My heart pounding so hard in my chest I felt like I could have had a heart attack any minute. The sensation of the universe inside my chest beating a drum saying speak up, share your journey, be your authentic self. My small Human Resources “Jo” self so worried what others would think, judging me for sharing my personal grief at work of losing a child.
The battle of my nervous system and my true Inner guidance system in full swing as it came closer and closer to my turn to speak in the circle. My armoured up “boxed in”little self was saying “only share professional Human Resources advise and resources, you are work”!
Be authentic, show your vulnerability, you can be imperfect at work, express your whole self…..Blah, blah, blah.
Do you keep hearing this from the positive psychology gurus & shame and vulnerability experts? What the heck does that mean. All sounds pretty convincing on the surface level, whilst your inner world and nervous system is pulling on some pretty heavy brakes and saying ‘no way’.
Often work, no matter what job title you have means competition for promotion, better money, performing, fitting in, judgement and comparison from others, throw a lack of self worth in there and do you think you want to bring your whole-self to work. Have I got you cringing and squirming at this whole-self business.
Up until this life changing moment in my work in human resources, I put a lot of energy into suppressing who I actually was and what was happening in my world. How weird would people think I am if I shared that my gorgeous 16 year old son (Adam) who had passed, was talking to me, moving my hands into heart shape, wiping my tears with my own hands, holding me, talking to me and teaching me so much wisdom.
Can you say you actually bring your whole-self to work? Maybe you compartmentalise your life, the ‘you’ at home is different to the ‘you’ at work. The ‘you’ at home might be different to the ‘you’ with your friends. It is no wonder, how can you bring your whole-self to work when you may not even know who you are. Up until this moment when my heart was pounding out of my chest I had contained the real “Jo” at work, stuffed down in a safe box, only there for a few trusted people to see.
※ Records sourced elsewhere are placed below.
PR #1071, opened 2025-01-08
server: Add ldap subschema entry

### LINKED ISSUE #893: [FEATURE REQUEST]  Return schema in RootDSE for better compatibility with Apache Directory Studio Browser
**Motivation**
I want to be able to use Apache Directory Studio Browser to browse LLDAP server

When creating the connection to LLDAP in Apache Directory Studio, you must enter the baseDN manually because LLDAP is "Missing schema location in RootDSE" and the baseDN(s) cannot be fetched. 

I can make this work half way by creating two connections and manually identifying one baseDN as `ou=people,dc=example,dc=com` or `ou=groups,dc=example,dc=com`.  However, they must be separate connections.  It would be nice if there was an OU one level up or some other way to identify the baseDN.  Even better would be for that baseDN to be fetchable by the Apache Directory Studio.

T0byV:
This PR aims to resolve #893. It adds a subschema entry to the rootDSE, which shows all attributes and objectclasses present on the LLDAP server, which is needed for some applications that need to index the LDAP server. The current implementation's goal is to have a bare minimum working subschema which follows the LDAP RFC. It also updates the GraphQL interface to follow the changes that have been made in actually seperating out objectclasses, instead of having them as an attribute.

~~Currently, this is work in progress and no tests have been implemented yet. 
I'm publishing this PR as a draft as it's not ready to be merged in the state it is currently in, but it might be a good start for others who would like to continue on this issue, as my progress has stalled for more than a month. Feel free to contribute / use this for inspiration.~~
Tests were added, and the PR is now in a presentable state.

### DIFF
--- a/README.md
+++ b/README.md
@@ -201,6 +201,7 @@ service that seems definitely incompatible with LLDAP.
 - [Discord Integration](docs/faq.md#discord-integration)
 - [Migrating from SQLite](docs/faq.md#migrating-from-sqlite)
 - How does lldap compare [with OpenLDAP](docs/faq.md#how-does-lldap-compare-with-openldap)? [With FreeIPA](docs/faq.md#how-does-lldap-compare-with-freeipa)? [With Kanidm]?(docs/faq.md#how-does-lldap-compare-with-kanidm)
+- [Does lldap support vhosts?](docs/faq.md#does-lldap-support-vhosts)
 
 ## Contributions
 
--- a/docs/faq.md
+++ b/docs/faq.md
@@ -4,6 +4,7 @@
 - [Discord Integration](#discord-integration)
 - [Migrating from SQLite](#migrating-from-sqlite)
 - How does LLDAP compare [with OpenLDAP](#how-does-lldap-compare-with-openldap)? [With FreeIPA](#how-does-lldap-compare-with-freeipa)? [With Kanidm](#how-does-lldap-compare-with-kanidm)?
+- [Does LLDAP support vhosts?](#does-lldap-support-vhosts)
 
 ## I can't log in!
 
@@ -81,3 +82,12 @@ read-only, and by having more moving parts it is inherently more complex. If
 you don't need to modify the users through LDAP and you're planning on
 installing something like [KeyCloak](https://www.keycloak.org) to provide
 modern identity protocols, check out Kanidm.
+
+## Does LLDAP support vhosts?
+
+LLDAP does not natively support virtualhosts, sometimes known as multi-tenancy:
+
+- users are all part of the same base DN (`ou=people,dc=example,dc=com`)
+- you may support multiple domains by using fully-qualified email addresses as usernames (eg. `user@example.com` and `user@example.org`); however, you can't have more fine-grained permissions than what is provided by default (which applies across all users)
+
+LLDAP is very lightweight (~15MiB RAM on startup) and it's therefore possible to run one instance per virtualhost if you need to properly support multiple domains.


server/src/infra/graphql/query.rs
```diff
@@ -530,9 +547,48 @@ impl<Handler: BackendHandler> AttributeList<Handler> {
...
+            "posixAccount".to_string(),
+            "mailAccount".to_string(),
+            "person".to_string(),
+        ]
+    }
+
+    fn object_classes(&self) -> Vec<ObjectClassGQL> {
+        let mut all_object_classes: Vec<ObjectClassGQL> = vec![
+            ObjectClassGQL {
+                object_class: "inetOrgPerson".to_string(),
```
broeng, line 566: These should probably just be generated based on the vector defined above (or the shared definition).

server/src/infra/ldap_handler.rs
```diff
@@ -204,10 +207,310 @@ fn root_dse_response(base_dn: &str) -> LdapOp {
...
+                    is_visible: true,
+                    is_editable: false,
+                    is_hardcoded: true,
+                    is_readonly: true,
+                },
+            ],
+        },
+        user_object_classes: ObjectClassList (
+            vec![
+            LdapObjectClass::from("inetOrgPerson"),
```
broeng, line 429: Maybe also worth generating from a shared definition of user object classes.

server/src/infra/ldap_handler.rs
```diff
@@ -204,10 +207,310 @@ fn root_dse_response(base_dn: &str) -> LdapOp {
...
+pub struct HardcodedSchema {
+    user_attributes_must: AttributeList,
+    user_attributes_may: AttributeList,
+    group_attributes_must: AttributeList,
+    group_attributes_may: AttributeList,
+    user_object_classes: ObjectClassList,
+    group_object_classes: ObjectClassList,
+}
+
+impl HardcodedSchema {
```
broeng, line 235: Just a naming suggestion, but maybe LldapSchema/LldapBuiltinSchema?

broeng (commented):
Just a few suggestions. I'm not really familiar enough with the codebase to give any in depth review at this point :-)

Think it looks good though!

server/src/infra/graphql/query.rs
```diff
@@ -530,9 +547,48 @@ impl<Handler: BackendHandler> AttributeList<Handler> {
...
 
-    fn extra_ldap_object_classes(&self) -> Vec<String> {
+    fn extra_object_classes(&self) -> Vec<String> {
         self.extra_classes.iter().map(|c| c.to_string()).collect()
     }
+
+    fn hardcoded_object_classes(&self) -> Vec<String> {
+        vec![
+            "inetOrgPerson".to_string(),
+            "posixAccount".to_string(),
```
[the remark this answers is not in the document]
T0byV: The list is now in a single place in the `'user.rs` and `group.rs` file where the `DEFAULT_USER_OBJECT_CLASSES` and `DEFAULT_GROUP_OBJECT_CLASSES` are now defined

server/src/infra/ldap_handler.rs
```diff
@@ -204,6 +210,333 @@ fn root_dse_response(base_dn: &str) -> LdapOp {
...
+                vals: vec![b"cn=Subschema".to_vec()],
+            },
+        ],
+    })
+}
+
+pub struct ObjectClassList(Vec<LdapObjectClass>);
+
+impl ObjectClassList {
+    fn format_for_schema(&self) -> String {
```
nitnelave, line 224: format_for_ldap_schema_description maybe?
There was another instance of that function, let's also align.

For both, could you point to the RFC paragraph that describes the format?

server/src/infra/ldap_handler.rs
```diff
@@ -204,6 +210,333 @@ fn root_dse_response(base_dn: &str) -> LdapOp {
...
+        self.0
+            .iter()
+            .map(|c| format!("'{}'", c))
+            .unique()
+            .collect::<Vec<_>>()
+            .join(" ")
+    }
+}
+
+pub struct LldapBuiltinSchema {
```
nitnelave, line 234: I'm not a big fan of this name. Lldap doesn't bring much value :)
And built-in sounds like hardcoded. Maybe LdapSchemaDescription?

And let's add a link to the RFC section, as well as a comment for what this struct represents.

server/src/infra/ldap_handler.rs
```diff
@@ -204,6 +210,333 @@ fn root_dse_response(base_dn: &str) -> LdapOp {
...
+        self
+    }
+
+    fn formatted_attribute_list(&self) -> Vec<Vec<u8>> {
+        let mut formatted_list: Vec<Vec<u8>> = Vec::new();
+
+        for (index, attribute) in self.all_attributes().attributes.into_iter().enumerate() {
+            formatted_list.push(
+                format!(
+                    "( 2.{} NAME '{}' DESC 'LLDAP: {}' SUP {:?} )",
```
nitnelave, line 267: What's that LLDAP?

server/src/infra/ldap_handler.rs
```diff
@@ -204,6 +210,333 @@ fn root_dse_response(base_dn: &str) -> LdapOp {
...
+    user_attributes_must: AttributeList,
+    user_attributes_may: AttributeList,
+    group_attributes_must: AttributeList,
+    group_attributes_may: AttributeList,
+    user_object_classes: ObjectClassList,
+    group_object_classes: ObjectClassList,
+}
+
+impl LldapBuiltinSchema {
+    fn extend_with_custom_schema(mut self, schema: &Schema) -> Self {
```
nitnelave, line 244: Instead of this function and `get_lldap_builtin_schema`, I would rather have 2 constructors for the struct: `hardcoded_schema() -> Self` and `from_schema(Schema) -> Self`

Or even better, use a default Schema and don't hardcode anything in this class, if possible (I'm a bit fuzzy on where those attributes are defined and how reusable the code is). Ideally we'd have a single source of truth for hardcode attributes

nitnelave: You'd just have to split them into may and must

server/src/domain/ldap/group.rs
```diff
@@ -20,6 +20,8 @@ use crate::domain::{
     types::{AttributeName, AttributeType, Group, GroupId, LdapObjectClass, UserId, Uuid},
 };
 
+pub const DEFAULT_GROUP_OBJECT_CLASSES: &[&str] = &["groupOfUniqueNames"];
```
nitnelave, line 23: Can we make that not pub, and instead expose a function that returns a `Vec<Vec<u8>>`? That'll simplify the rest of the code.
And maybe another one that returns a vec of LDAP object class

server/src/infra/ldap_handler.rs
```diff
@@ -204,6 +210,333 @@ fn root_dse_response(base_dn: &str) -> LdapOp {
...
+            atype: "modifyTimestamp".to_string(),
+            vals: vec![current_time_utc.to_vec()],
+           },
+           LdapPartialAttribute {
+            atype: "ldapSyntaxes".to_string(),
+            vals: vec![
+                b"( 1.3.6.1.4.1.1466.115.121.1.15 DESC 'Directory String' )".to_vec(),
+                b"( 1.3.6.1.4.1.1466.115.121.1.24 DESC 'Generalized Time' )".to_vec(),
+                b"( 1.3.6.1.4.1.1466.115.121.1.27 DESC 'Integer' )".to_vec(),
+                b"( 1.3.6.1.4.1.1466.115.121.1.28 DESC 'JPEG' X-NOT-HUMAN-READABLE'TRUE' )".to_vec(),
```
nitnelave, line 505: Space before true?

server/src/infra/ldap_handler.rs
```diff
@@ -538,6 +871,14 @@ impl<Backend: BackendHandler + LoginHandler + OpaqueHandler> LdapHandler<Backend
                     ]);
                 }
             }
+        } else if request.base == "cn=Subschema" && request.scope == LdapSearchScope::Base {
+            debug!("Subschema request made");
```
nitnelave, line 875: Is there a separate schema request, or is that just the name for it? In which case, let's use "schema" in the debug message.

server/src/infra/ldap_handler.rs
```diff
@@ -2687,6 +3028,29 @@ mod tests {
...
+            aliases: LdapDerefAliases::Never,
+            sizelimit: 0,
+            timelimit: 0,
+            typesonly: false,
+            filter: LdapFilter::Present("objectClass".to_string()),
+            attrs: vec!["supportedExtension".to_string()],
+        };
+        assert_eq!(
+            ldap_handler.do_search_or_dse(&request).await,
+            Ok(vec![schema_response(&schema), make_search_success()])
```
nitnelave, line 3050: Here, the only thing that you're testing is essentially the query routing, not the code implementation.

Could you replace the call to schema_response with the actual response?
It also helps to see what is returned, maybe highlighting some errors.

nitnelave (commented):
The approach looks good! I have a bunch of small comments, but nothing big.

server/src/domain/handler.rs
```diff
@@ -173,6 +174,15 @@ impl AttributeList {
         self.get_attribute_schema(name)
             .map(|a| (a.attribute_type, a.is_list))
     }
+
+    pub fn format_for_schema(&self) -> String {
+        self.attributes
+            .iter()
+            .map(|a| a.name.as_str())
+            .unique()
```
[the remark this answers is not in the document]
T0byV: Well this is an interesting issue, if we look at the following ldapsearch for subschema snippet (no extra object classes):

Wow, on this particular day the universe had other plans for my journey and wisdom, sitting in the circle I found myself speaking and sharing with a very open & vulnerable heart about how the medical system had done everything they could within their expertise & training to help our beautiful Adam.
All the advise and resources from a Human Resources perspective disappeared in this moment and my authentic self showed up with an empowerment I had never known. I held my emotions enough to express my truth and then with overwhelming relief the tears flowed.
I did not share to this group that Adam told me after he passed that both the GP who saw him in the morning and the medical staff who saw him in the hospital did all they could for him with what they knew. Adam had been showing me parts of my whole-self I could not see and now my purpose was to share.
My journey to who I actually am, has shown me that in order to bring your whole-self to work and to life in general, you need to first know who you are, your competent inner self, with unlimited potentials and an unseen wise part of you that is much more powerful and creative than your brain, nervous system and the limiting thoughts keeping you constrained and small.
I have known for a while now that my purpose in life is to share my journey to bridge the gap between who we think we are as humans and who we actually are. My whole-self is learning to be visible with this.
Rather than waiting for the universe to feel like it is beating a huge drum in your chest, be open to discovering who you actually are so you can bring your whole-self to work and to your life.